DATASET EXTRACT:
========================================

PR #1840, opened 2021-02-12
Add Traceback to the AutoMLSearch Logs

### LINKED ISSUE #1778: No stack trace visible in debug log

bchen1116:
fix #1778 

Screenshot of the `evalml_debug.log` file:
image

### DIFF
--- a/evalml/automl/callbacks.py
+++ b/evalml/automl/callbacks.py
@@ -44,4 +44,6 @@ def log_error_callback(exception, traceback, automl, **kwargs):
         logger.info(f"\t\t\tFold {fold_num}: All scores will be replaced with nan.")
     logger.info(f"\t\t\tFold {fold_num}: Please check {logger.handlers[1].baseFilename} for the current hyperparameters and stack trace.")
     logger.debug(f"\t\t\tFold {fold_num}: Hyperparameters:\n\t{pipeline.hyperparameters}")
+    trace = '\n'.join(traceback)
+    logger.debug(f"\t\t\tFold {fold_num}: Traceback:\n{trace}")
     logger.info(f"\t\t\tFold {fold_num}: Exception during automl search: {str(exception)}")
--- a/evalml/automl/callbacks.py
+++ b/evalml/automl/callbacks.py
@@ -36,7 +36,7 @@ def log_error_callback(exception, traceback, automl, **kwargs):
     """Logs the exception thrown as an error. Will not throw. This is the default behavior for AutoMLSearch."""
     fold_num = kwargs.get('fold_num')
     pipeline = kwargs.get('pipeline')
-    trace = '\n'.join(traceback)
+    trace = "\n".join(traceback) if traceback else ""
     if isinstance(exception, PipelineScoreError):
         logger.info(f"\t\t\tFold {fold_num}: Encountered an error scoring the following objectives: {', '.join(exception.exceptions)}.")
         logger.info(f"\t\t\tFold {fold_num}: The scores for these objectives will be replaced with nan.")
--- a/evalml/automl/callbacks.py
+++ b/evalml/automl/callbacks.py
@@ -36,14 +36,15 @@ def log_error_callback(exception, traceback, automl, **kwargs):
     """Logs the exception thrown as an error. Will not throw. This is the default behavior for AutoMLSearch."""
     fold_num = kwargs.get('fold_num')
     pipeline = kwargs.get('pipeline')
+    trace = '\n'.join(traceback)
     if isinstance(exception, PipelineScoreError):
         logger.info(f"\t\t\tFold {fold_num}: Encountered an error scoring the following objectives: {', '.join(exception.exceptions)}.")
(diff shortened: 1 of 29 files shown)


evalml/tests/automl_tests/test_automl.py
```diff
@@ -1848,6 +1848,11 @@ def test_automl_error_callback_none(mock_fit, mock_score, X_y_binary, caplog):
     automl = AutoMLSearch(X_train=X, y_train=y, problem_type="binary", error_callback=None, train_best_pipeline=False, n_jobs=1)
     automl.search()
     assert msg in caplog.text
+    traceback_string1 = "return self._execute_mock_call(*args, **kwargs)"
```
bchen1116, line 1851: These are messages that exist in the tracebacks only

evalml/tests/automl_tests/test_automl.py
```diff
@@ -1858,7 +1863,11 @@ def test_automl_error_callback_silent(mock_fit, mock_score, X_y_binary, caplog):
     caplog.clear()
     automl = AutoMLSearch(X_train=X, y_train=y, problem_type="binary", error_callback=silent_error_callback, train_best_pipeline=False, n_jobs=1)
     automl.search()
-    assert msg not in caplog.text
+    traceback_string1 = "return self._execute_mock_call(*args, **kwargs)"
+    traceback_string2 = "return self._mock_call(*args, **kwargs)"
+    traceback_string3 = "cv_pipeline.fit(X_train, y_train)"
+    for messages in [traceback_string1, traceback_string2, traceback_string3, msg]:
+        assert messages not in caplog.text
```
bchen1116, line 1870: Only `silent_error_callback` doesn't log the traceback

evalml/automl/callbacks.py
```diff
@@ -44,4 +44,6 @@ def log_error_callback(exception, traceback, automl, **kwargs):
         logger.info(f"\t\t\tFold {fold_num}: All scores will be replaced with nan.")
     logger.info(f"\t\t\tFold {fold_num}: Please check {logger.handlers[1].baseFilename} for the current hyperparameters and stack trace.")
     logger.debug(f"\t\t\tFold {fold_num}: Hyperparameters:\n\t{pipeline.hyperparameters}")
+    trace = '\n'.join(traceback)
```
freddyaboulton, line 47: If the exception a `PipelineScoreError`, then `e.message` contains information about how each objective failed. I think we should add that to the traceback. 

Maybe we can do something like this:

```python
    trace = '\n'.join(traceback)
    if isinstance(exception, PipelineScoreError):
        logger.info(f"\t\t\tFold {fold_num}: Encountered an error scoring the following objectives: {', '.join(exception.exceptions)}.")
        logger.info(f"\t\t\tFold {fold_num}: The scores for these objectives will be replaced with nan.")
        trace += e.message
    else:
        logger.info(f"\t\t\tFold {fold_num}: Encountered an error.")
        logger.info(f"\t\t\tFold {fold_num}: All scores will be replaced with nan.")

    logger.info(f"\t\t\tFold {fold_num}: Please check {logger.handlers[1].baseFilename} for the current hyperparameters and stack trace.")
    logger.info(f"\t\t\tFold {fold_num}: Exception during automl search: {str(exception.__name__)}")
    logger.debug(f"\t\t\tFold {fold_num}: Hyperparameters:\n\t{pipeline.hyperparameters}")
    logger.debug(f"\t\t\tFold {fold_num}: Traceback:\n{trace}")
```

evalml/tests/automl_tests/test_automl.py
freddyaboulton: It's confusing though cause there is no traceback since nothing errors. I think we should update the test. Could be done in a separate PR but it'd be a small change.

freddyaboulton (approved):
@bchen1116 Looks good! Thanks for updating all of our existing tests!

I have a comment on adding some info to the traceback in the event of a PipelineScoreError that I'd like to resolve before merge.

evalml/tests/automl_tests/test_automl.py
chukarsten: @bchen1116 @freddyaboulton if an issue is coming out of this, can we also maybe parameterize these tests into one?  Ping me if you do it in a separate PR, I'd like to make sure it doesn't get lost in the backlog.

chukarsten (approved):

bchen1116:
@freddyaboulton @chukarsten simplified the tests, so I don't think we'll need to file that in a new issue.

evalml/tests/automl_tests/test_automl.py
bchen1116: @freddyaboulton @chukarsten simplified the tests, so I don't think we'll need to file that in a new issue.

freddyaboulton (approved):
Looks great @bchen1116 !

PR #1842, opened 2021-02-12
Fixing coverage in TextFeaturizer

freddyaboulton:
### Pull Request Description

With the removal of `text_columns` in #1652, the `_get_feature_provenance` method of `TextFeaturizer` and `LSA` was [no longer being covered](https://codecov.io/gh/alteryx/evalml/src/main/evalml/pipelines/components/transformers/preprocessing/text_featurizer.py) because the test dataset doesn't have any text features and the text features were specified with `text_columns`. 

-----

### DIFF
--- a/evalml/tests/model_understanding_tests/test_permutation_importance.py
+++ b/evalml/tests/model_understanding_tests/test_permutation_importance.py
@@ -71,6 +71,9 @@ class LinearPipelineWithTextFeatures(BinaryClassificationPipeline):
     component_graph = ['Imputer', 'Drop Columns Transformer', TextFeaturizer, OneHotEncoder, 'Random Forest Classifier']
 
 
+class LinearPipelineWithTextFeaturizerNoTextFeatures(LinearPipelineWithTextFeatures):
+    """Testing a pipeline with TextFeaturizer but no text features."""
+
 class LinearPipelineWithDoubling(BinaryClassificationPipeline):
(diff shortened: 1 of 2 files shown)


evalml/tests/model_understanding_tests/test_permutation_importance.py
```diff
@@ -149,6 +152,9 @@ def test_fast_permutation_importance_matches_sklearn_output(mock_supports_fast_i
                     "dependency not installed.")
     X, y = load_fraud(100)
 
+    if pipeline_class == LinearPipelineWithTextFeatures:
+        X = X.set_types(logical_types={'provider': 'NaturalLanguage'})
+
```
chukarsten, line 157: Just for my edification, is the reason this test covers those lines because the change in logical types forces a derivation of the provenance?

chukarsten (approved):
Cool, took me a second to understand what was going on, but cool.

evalml/tests/model_understanding_tests/test_permutation_importance.py
freddyaboulton: Yea the provenance is only computed if the text featurizer creates features. If you run it on a dataset without text features, the provenance will always be an empty dict. Since the text featurizer will (now) only compute features on columns of logical type `NaturalLanguage`, we have to create one for the component to be able to do its thing.

PR #1844, opened 2021-02-14
Workflow - Windows Unit Tests

### LINKED ISSUE #1827: GitHub Actions - Workflow - windows python X.X unit tests
GitHub Actions workflow for windows python X.X unit tests.

Quip Doc: https://alteryx.quip.com/uEJnAwT2Bwih/Workflow-windowstestallpythonversions

ParthivNaresh:
Fixes #1827


.github/workflows/windows_unit_tests.yml
```diff
@@ -0,0 +1,74 @@
...
+          . $env:USERPROFILE\Miniconda3\shell\condabin\conda-hook.ps1
+          conda activate curr_py
+          python -m pip install --upgrade pip
+          python -m pip install .
+          python -m pip install -r test-requirements.txt
+      - name: Run unit tests
+        run: |
+          . $env:USERPROFILE\Miniconda3\shell\condabin\conda-hook.ps1
+          conda activate curr_py
+          pytest evalml/ -n 4 --doctest-modules --cov=evalml --junitxml=test-reports/junit.xml --doctest-continue-on-failure
```
freddyaboulton, line 74: Why not make this the `win-git-test` command?

freddyaboulton (approved):
@ParthivNaresh Looks good to me! Looks like the runtime for the windows tests is about 30 minutes which is about the same as circleci so I think it's a good idea to use 4 workers!

.github/workflows/windows_unit_tests.yml
ParthivNaresh: I had it like that previously and for some reason it had failed, changed it back now, thanks!

bchen1116 (approved):
nice!

Makefile
```diff
@@ -20,17 +20,17 @@ lint-fix:
...
+.PHONY: git-test-minimal-deps
+git-test-minimal-deps:
+	pytest evalml/ -n 8 --doctest-modules --cov=evalml --junitxml=test-reports/junit.xml --doctest-continue-on-failure --has-minimal-dependencies
 
-.PHONY: win-circleci-test
-win-circleci-test:
-	pytest evalml/ -n 8 --doctest-modules --cov=evalml --junitxml=test-reports/junit.xml --doctest-continue-on-failure -v
+.PHONY: win-git-test
+win-git-test:
+	pytest evalml/ -n 4 --doctest-modules --cov=evalml --junitxml=test-reports/junit.xml --doctest-continue-on-failure
```
dsherry, line 33: @ParthivNaresh so this was enough to avoid the memory issues on the GH actions box?

I see the runtime of the two GH actions on this PR was about 33min. I also see the runtimes of the windows job on circleci on `main` has ranged from 28min-33min in the recent past. This makes me think by cutting the number of workers we're incurring a slight runtime cost, but its not as bad as I would've guessed. Seems acceptable. Sweet!

dsherry (approved):
Looks great, nice going!

PR #1846, opened 2021-02-15
Workflow - Linux Unit Tests

### LINKED ISSUE #1825: GitHub Actions - Workflow - linux python X.X unit tests
GitHub Actions workflow for linux python X.X unit tests.

Quip Doc: https://alteryx.quip.com/ZdlbAixZ9If3/Workflow-testallpythonversions

ParthivNaresh:
Fixes #1825


chukarsten (approved):

gsheni:
codecov can be finicky and it might be worth disabling as a CI check until it gets merged into main (then re-enabling later on). 
For this branch, the codecov reports are being generated:
https://app.codecov.io/gh/alteryx/evalml/branch/1825-Linux-Python-Unit-Tests

gsheni:
To clarify, I would suggest the following steps.

1. Codecov CI check for `main` has to be disabled by @dsherry. As an example see per below (look at the last 2 uncheck boxes):
Screen Shot 2021-03-01 at 11 40 41 AM

2. Merge this MR into `main`
3. Make sure **codecov** report generates for main at https://app.codecov.io/gh/alteryx/evalml/branch/main
4. Re-enable CodeCov CI check for main.

.github/workflows/linux_unit_tests.yml
```diff
@@ -0,0 +1,79 @@
...
+    strategy:
+      fail-fast: true
+      matrix:
+        include:
+          - python_version: "3.7"
+            core_dependencies: false
+            codecov: false
+          - python_version: "3.8"
+            core_dependencies: false
+            codecov: false
```
dsherry, line 23: @ParthivNaresh this should be `true`, right? Our old CI collects `coverage` report data on python 3.8 both with and without `core_dependencies`. That way, we cover `if` statements which are only checked in one of the two cases, and then `codecov.io` merges the two coverage reports. Does that make sense?

.coveragerc
```diff
@@ -1,5 +1,14 @@
...
     pragma: no cover
-
+    def __repr__
+    raise AssertionError
+    raise NotImplementedError
+    if __name__ == .__main__.:
+    if self._verbose:
+    if verbose:
+    if profile:
+    pytest.skip
```
dsherry, line 14: @ParthivNaresh would you mind explaining why its necessary to add these lines? If they're not necessary, perhaps we can delete this change?

test-requirements.txt
```diff
@@ -3,5 +3,5 @@ pytest-xdist==1.26.1
 pytest-cov==2.6.1
 nbval==0.9.3
 IPython>=5.0.0
-codecov==2.1.0
+codecov==2.1.8
```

========================================

WORK TASK: Go through the records above and return every line that holds the string "LinearPipelineWithTextFeatures".

WRITTEN RESPONSE:
@@ -71,6 +71,9 @@ class LinearPipelineWithTextFeatures(BinaryClassificationPipeline):
+class LinearPipelineWithTextFeaturizerNoTextFeatures(LinearPipelineWithTextFeatures):
+    if pipeline_class == LinearPipelineWithTextFeatures:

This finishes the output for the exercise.